==== DATASET RECORDS
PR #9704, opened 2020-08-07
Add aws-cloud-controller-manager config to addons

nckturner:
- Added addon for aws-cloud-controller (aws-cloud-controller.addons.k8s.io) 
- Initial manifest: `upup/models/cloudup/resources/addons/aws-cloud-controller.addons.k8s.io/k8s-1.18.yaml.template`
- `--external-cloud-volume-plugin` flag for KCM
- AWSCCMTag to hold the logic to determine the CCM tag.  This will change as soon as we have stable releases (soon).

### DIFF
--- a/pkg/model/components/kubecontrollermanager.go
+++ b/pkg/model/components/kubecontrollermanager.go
========
▸ WORK TO BE COMPLETED: Determine the number of lines in these entries that contain the word "kubecontrollermanager", and write only that number.

▸ YOUR SOLUTION: 2